El doctor Adriá Gómez es médico especialista en medicina interna y ha realizado el máster en bioética de la Universidad Católica de Murcia. Por su experiencia en una unidad de cuidados paliativos conoce las necesidades y deseos de las personas cuando se acerca la muerte. El doctor Gómez ha comprobado como en esos días se acentúa el deseo de vivir cuando si se reduce el dolor y se acompaña al paciente

Nadie quiere morir, el enfermo quiere vivir, usted nos dice que lo ha podido comprobar ha en su experiencia médica.

Las personas quieren vivir, es excepcional una petición en otro sentido y está más bien condicionada por otro tipo de factores: dolor, mal control sintomático, soledad o ausencia de soporte. Verdaderamente la gente quiere vivir, así lo he comprobado en mi tiempo de servicio en una unidad de cuidados paliativos.

En una unidad de cuidados paliativos, ¿cómo se asiste en la agonía a un ser humano?¿quién mantiene a la familia informada?

Es una situación muy delicada donde afloran muchos sentimientos. La familia suele estar muy nerviosa, es algo que desconocen. Cada vez se ve morir menos a seres queridos en casa e incluso en hospitales. La información juega un papel muy importante, tanto la que se da al paciente como a la familia, que debe ser sincera pero proporcionada. Tenemos que ser sinceros, pero no crueles, no debemos engañar ni al enfermo ni a sus familiares. Con información, la familia puede rebajar el nivel de ansiedad y puede compartir sentimientos. Al final, el paciente y la familia lo que más valora la autenticidad: que tú lo mires a los ojos, poder responder con sinceridad a sus preguntas, aunque sepamos que van a venir días difíciles es mejor la sinceridad. Al paciente y a su familia no se les puede engañar.

¿Cómo se garantizan todos los recursos en una Unidad de Cuidados Paliativos sin de llegar al encarnizamiento terapeútico?
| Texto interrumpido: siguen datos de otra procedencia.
PR #589, opened 2018-03-12
issue: 1330652 get rate limit as KBit per sec in new interface

rafiw:
When setting vma_rate_limit_t expect rate as kbit instead
of bytes. This is needed since uint32 is not big enough for
big values of bytes per second

### DIFF
--- a/src/vma/sock/sockinfo.h
+++ b/src/vma/sock/sockinfo.h
@@ -57,7 +57,7 @@
 #define BASE_SOCKINFO_H
 
 #define SI_RX_EPFD_EVENT_MAX		16
-#define BYTE_TO_KB(BYTEVALUE)		(((BYTEVALUE) * 8) / 1000)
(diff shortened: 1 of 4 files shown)


rafiw:
@ilansmith please review

src/vma/sock/sockinfo.h
```diff
@@ -57,7 +57,7 @@
 #define BASE_SOCKINFO_H
 
 #define SI_RX_EPFD_EVENT_MAX		16
-#define BYTE_TO_KB(BYTEVALUE)		(((BYTEVALUE) * 8) / 1000)
+#define BYTE_TO_KB(BYTEVALUE)		((uint64_t)((uint64_t)((uint64_t)BYTEVALUE) * 8) / 1000)
```
ilansmith: I changed to ((byte_value) / 125) and for the row bellow ((kbit_value) * 125).

ilansmith:
Replaced by #591

PR #590, opened 2018-03-13
issue: 1262560 Fix zero-window ack probe

liranoz12:
TCP zero-window-probe should be sent as long as the window is full.


liranoz12:
@serglelv - Please review and confirm with PD.
@mtami - Please verify that the PR solves the reported issue.

This PR duplicates #564.

PR #591, opened 2018-03-14
issue: 1330652 Use kbps value for setting enhanced rate limit

ilansmith:
The value for setting socket option SO_MAX_PACING_RATE is provided in
bytes.
For the enhanced version of this socket option (where we set rate,
burst size and packet size) the rate is provided in Kbps to prevent
an unnecessary double conversion and loss of accuracy.

### DIFF
--- a/src/vma/sock/sockinfo.cpp
+++ b/src/vma/sock/sockinfo.cpp
@@ -283,7 +283,6 @@ int sockinfo::getsockopt(int __level, int __optname, void *__optval, socklen_t *
 		case SO_MAX_PACING_RATE:
 			if (*__optlen == sizeof(struct vma_rate_limit_t)) {
 				*(struct vma_rate_limit_t*)__optval = m_so_ratelimit;
-				(*(struct vma_rate_limit_t*)__optval).rate = m_so_ratelimit.rate;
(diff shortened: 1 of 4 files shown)


ilansmith:
Replaces #589.
Was coded by @rafiw and reviewed with some corrections made by me.

src/vma/sock/sockinfo.cpp
```diff
@@ -281,15 +281,19 @@ int sockinfo::getsockopt(int __level, int __optname, void *__optval, socklen_t *
 #endif // DEFINED_SOCKETXTREME
 
 		case SO_MAX_PACING_RATE:
-			if (*__optlen >= sizeof(struct vma_rate_limit_t)) {
+			if (*__optlen == sizeof(struct vma_rate_limit_t)) {
 				*(struct vma_rate_limit_t*)__optval = m_so_ratelimit;
-				(*(struct vma_rate_limit_t*)__optval).rate = KB_TO_BYTE(m_so_ratelimit.rate);
+				(*(struct vma_rate_limit_t*)__optval).rate = m_so_ratelimit.rate;
```
rafiw: this line can be removed

PR #627, opened 2018-05-23
issue: 1387232 Add vmad configurable notify dir

rafiw:
By dafault VMA writes the fd output files to the folder
/tmp/vma/, and daemon reds them from there.
Now user can change this folder location,
VMA should be run with VMA_VMAD_NOTIFY_DIR and
vmad should be run with --notify-dir.
default folder remains /tmp/vma/


liranoz12:
+1

PR #657, opened 2018-06-14
issue: 1424602 Fix crash while valgrind is loaded without SRIOV

liranoz12:
Microsoft Hyper detection does not work without SRIOV while valgrind
is loaded (see third banner).
This will cause VMA to be load with contig pages - which will cause
a core dump.


rafiw:
Crush or crash?

PR #659, opened 2018-06-17
issue: 1427833 Update ib_ctx collection table by parameter

liranoz12:
There is no need to iterate over all existing IB devices because
all information is received by netlink.

Signed-off-by: Liran Oz <lirano@mellanox.com


liranoz12:
@igor-ivanov please review

PR #4403, opened 2022-02-05
🔨  Add `octoprint dev css:build` command

cp2004:

Has the necessary paths pre-configured and can build all the less files in one go, if you so wish.

Manually

Several times asked on discord how the less files are built, people are expecting some kind of easy command like this, rather than typing out the paths manually/individually. So I made one.

#### Details

```
> octoprint dev css:build --help
Usage: octoprint dev css:build [OPTIONS]

Options:
  -f, --file TEXT  Specify files to build, for a list use --list
  --all            Build all less files
  --list           List all available files
  --help           Show this message and exit.
```

If the `--all` option is specified, then all the files are built.

`-f` or `--file` can be used multiple times, for example:
```
octoprint dev css:build -f core -f login -f plugin_backup
```

List of available files/identifiers can be found using:
```
> octoprint dev css:build --all --list
Available files to build:
- core
- login
- recovery
- plugin_announcements
- plugin_appkeys_core
- plugin_appkeys_authdialog
- plugin_backup
- plugin_gcodeviewer
- plugin_logging
- plugin_pluginmanager
- plugin_softwareupdate
```

It then iterates through the files, building them!

#### Additional Information

I added the `-x` option, because all the files are compressed at the moment. However, the `-x` is deprecated, so a replacement may need to be found.

Tested with `less` 4.1.2 - there's a separate incompatibility blocking the core build with less 4.

### DIFF
--- a/src/octoprint/cli/dev.py
+++ b/src/octoprint/cli/dev.py
@@ -255,11 +255,11 @@ class OctoPrintDevelCommands(click.MultiCommand):
             "-f",
             "files",
             multiple=True,
-            help="Specify files to build, for a list use --list",
+            help="Specify files to build, for a list of options use --list",
         )
         @click.option("--all", "all_files", is_flag=True, help="Build all less files")
         @click.option(
-            "--list", "list_files", is_flag=True, help="List all available files"
+            "--list", "list_files", is_flag=True, help="List all available files and exit"
         )
         def command(files, all_files, list_files):
             import os.path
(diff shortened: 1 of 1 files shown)


src/octoprint/cli/dev.py
```diff
@@ -249,6 +248,122 @@ def command(name):
...
+                "login": {
+                    "source": "static/less/login.less",
+                    "output": "static/css/login.css",
+                },
+                "recovery": {
+                    "source": "static/less/recovery.less",
+                    "output": "static/css/recovery.css",
+                },
+                "plugin_announcements": {
+                    "source": "plugins/announcements/static/less/announcments.less",
```
foosel, line 282:
```suggestion
                    "source": "plugins/announcements/static/less/announcements.less",
```

foosel (changes requested):
One typo causing the announcements compile to not work as expected.

Also, I'm wondering if maybe the discovery of the bundled plugin files shouldn't be made automatic. As in, iterate over `src/octoprint/plugins`, check if there's a `static/less` and `static/css` inside and if so derive options as needed. As things are now I bet any new bundled plugins will be forgotten to be added here as well.

foosel (approved):

Issue #4368, opened 2022-01-13
[Request]Make configurable the g-code sent when CANCEL button is pressed and a SD print is on going


mriscoc:
### Is your feature request related to a problem? Please describe.

When the printer (Ender3v2) is printing from the SD card and CANCEL button is pressed in the octopi console, the Octoprint is issuing a M25 command:
```
Changing monitoring state from "Printing from SD" to "Cancelling"
Send: M108
Send: M25
```
That starts the pause sequence in the printer, if Advanced Pause is active, the printer goes to the parking position and wait for the user to continue the print, it is not possible to cancel the pause.

There is a better command for current Marlin 2.x printers: M524 https://marlinfw.org/docs/gcode/M524.html this command allows cancel the print and return the control to the user.

### Describe the solution you'd like

The g-code for cancel a SD print could be configurable, put a M524 in the "After print job is cancelled" g-code script do not prevent the M25 to be send.

Octoprint could check if the printer firmware is Marlin 2.x and make the change automatically

jneilliii:
It does seem that this is hard coded [here](https://github.com/OctoPrint/OctoPrint/blob/53eb9bf979246db739c4326fda1f186b91840554/src/octoprint/util/comm.py#L1755) (maintenance branch). It would make sense for this to be configurable.

Dominik-1980:
I can confirm if I print from SD on my Anycubic Vyper, I can't pause or cancel the print in octoprint.
I stucks in "canceling" forever and the only way is to turn the printer off and on again.
The M524 command Is what we need on Marlin 2.x
If I send it in the terminal the printer cancels the print and shows me the message in the touchscreen.

mriscoc:
For more recent printers it could be helpful that the default value was M524, and configurable to M25 if it is needed.

foosel:
@jneilliii I see that you made a commit referencing this issue in your fork - do you plan on sending a PR for this, are there issues I can help ironing out so we can get this included in 1.8.0?

jneilliii:
My issue was in the commit note. Not sure why it's not initially binding. I'll start a PR so we can discuss.

jneilliii:
@mriscoc the changes have been merged with the above commit and will be available as part of version 1.8.0.

mriscoc:
Excellent, thank you.

cp2004:
1.8.0 has been released 🎉

PR #4408, opened 2022-02-08
adds a setting for sd cancel command

jneilliii:
not binding to settingsViewModel as expected, needs adjustment to API?

    Brainstorming ticket
    if necessary!
    lessc)
    have added unit tests
    nothing broke

adds a setting for sd cancel command

installed locally in dev environment and verified new setting in settings

#4368 

image

#### Further notes
~~setting is not binding on initial load for some reason, and not sure why~~

### DIFF
--- a/src/octoprint/util/comm.py
+++ b/src/octoprint/util/comm.py
@@ -575,6 +575,7 @@ class MachineCom(object):
         self._sdAlwaysAvailable = settings().getBoolean(["serial", "sdAlwaysAvailable"])
         self._sdRelativePath = settings().getBoolean(["serial", "sdRelativePath"])
         self._sdLowerCase = settings().getBoolean(["serial", "sdLowerCase"])
+        self._sdCancelCommand = settings().get(["serial", "sdCancelCommand"])
         self._blockWhileDwelling = settings().getBoolean(["serial", "blockWhileDwelling"])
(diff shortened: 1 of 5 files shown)


jneilliii:
> For the settings to bind, it needs to be added to the API output for settings. Unlike with plugins where it is everything minus exclusions, core works with explicitly forming the settings API response.

That's kind of what I thought and noted in my commit message, jut haven't got around to adjusting that part yet.

jneilliii:
Fixed the binding issue, thanks for the pointer Charlie, should be ready to review now. Need to verify it actually sends the command, as the virtual printer is too fast to catch a pause with and I never print from SD, but the logic should be right.

src/octoprint/util/comm.py
```diff
@@ -1752,7 +1752,7 @@ def _on_M400_sent():
             if self.isSdFileSelected():
                 if not external_sd:
                     self.sendCommand(
-                        "M25",
+                        settings().get(["serial", "sdCancelCommand"]),
```
foosel, line 1755: This should be read into a variable once at instantiation of the comm instance. See how `self._hello_command` is done.

foosel (changes requested):

src/octoprint/util/comm.py
jneilliii: requested adjustments have been made

foosel (approved):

Desde los últimos años se han incrementado recursos pero están desbordados, a veces los cuidados llegan tarde. En paliativos son los más cuidadosos en la proporcionalidad de tratamiento y ocurre que muchos especialistas, por desconocimiento ante la muerte, ante la agonía y ante la sedación actúan activamente porque no hay formación en las facultades ni en la mayoría de especialidades. En paliativos, tenemos que llegar a valorar si vamos a conseguir algo con la práctica médica o vamos a hacer más daño al paciente sometiéndolo a muchas pruebas médicas sin clara mejoría del paciente. En paliativos se mira al enfermo, no a la enfermedad y ahí radica la prioridad. Es momento de valorar el esfuerzo terapeútico cuando todas las medidas se han agotado y entender que hay que optar por la sedación paliativa, por ejemplo. Hay que abrir las puertas para que médicos y facultades de enfermería tengan un contacto con este tipo de área porque la filosofía de cuidados es para todos los enfermos. El médico de cuidados paliativos tiene que transmitir al enfermo que no va estar solo.

¿Cuántas personas le han pedido la eutanasia en su trayectoria como médico en una unidad de cuidados paliativos?

Me la pidió en una ocasión un paciente con síndrome refractario del dolor y cuando se controló el dolor, la rechazó y una persona con ELA que todavía no presentaba síntomas de la enfermedad. En ese momento, la ley no lo permitía y éste fue un resguardo para profesionales que no creemos en este tipo de medidas. Después, el paciente lo aceptó, tuvo un buen seguimiento con nosotros y finalmente falleció tranquilamente en su casa.

 ¿La eutanasia quién, cuándo y cómo la pide?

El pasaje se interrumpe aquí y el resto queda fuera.